# Bienvenidos a MagiaPotagia > Preguntas frecuentes sobre la dinámica el foro >  Fallo en enlace Biblioteca Mágica

## Raúl Fuentes

Hola a todos/as.

Tengo un problema con un enlace concreto del foro y no me funciona bien en ninguno de los navegadores (Internet Explorer, Firefox, Google Chrome, Opera) El tema en cuestión es la biblioteca mágica dónde se analizaron los índices de muchos libros y se valoraban la calidad de los mismos http://www.magiapotagia.com/f23/biblioteca-magica/

Cuando entro a ese enlace me sale un único mensaje que consta del análisis del libro Cartomagia Fundamental de Vicente Canuto. Sin embargo navegando por el subforo, supuestamente consta ese tema de 3 páginas y tiene 26 respuestas. ¿A alguien más le pasa este problema?

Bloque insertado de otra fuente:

PR #1255, opened 2019-10-20
Prevent Object/Nested from mutating the inner doc_class' mapping

l1nd3r0th:
If the same inner doc is used with both Object and Nested they override each other's mapping type, as shown in the test.

### DIFF
--- a/elasticsearch_dsl/field.py
+++ b/elasticsearch_dsl/field.py
@@ -1,4 +1,5 @@
 import base64
+import copy
 import ipaddress
 
 try:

Saludos y gracias anticipadas.

----------


## Iban

Danos un cuarto de hora para arreglarlo.

----------


## Iban

Ale, dale que ya está;.

www.magiapotagia.com/f23/biblioteca-magica-top


;-)

----------


## Raúl Fuentes

Gracias Iban porque me parece un recopilatorio bastante interesante.

Saludos.

----------


## merlinjazz

pues con este nuevo enlace a mi tampoco me funciona. gracias.

----------


## Ravenous

Probablemente tengas que modificar la url. Al pinchar, sale una que incluye dos signos de admiración en el medio de la url. Borra de ahí a la izquierda todo y pulsa enter.

----------


## Iban

Enlace arreglado.

----------


## periprocto

Ya no existe la biblioteca magica?

----------


## ign

Prueba en este enlace:

https://www.magiapotagia.com/threads...3%81GICA-(top)

----------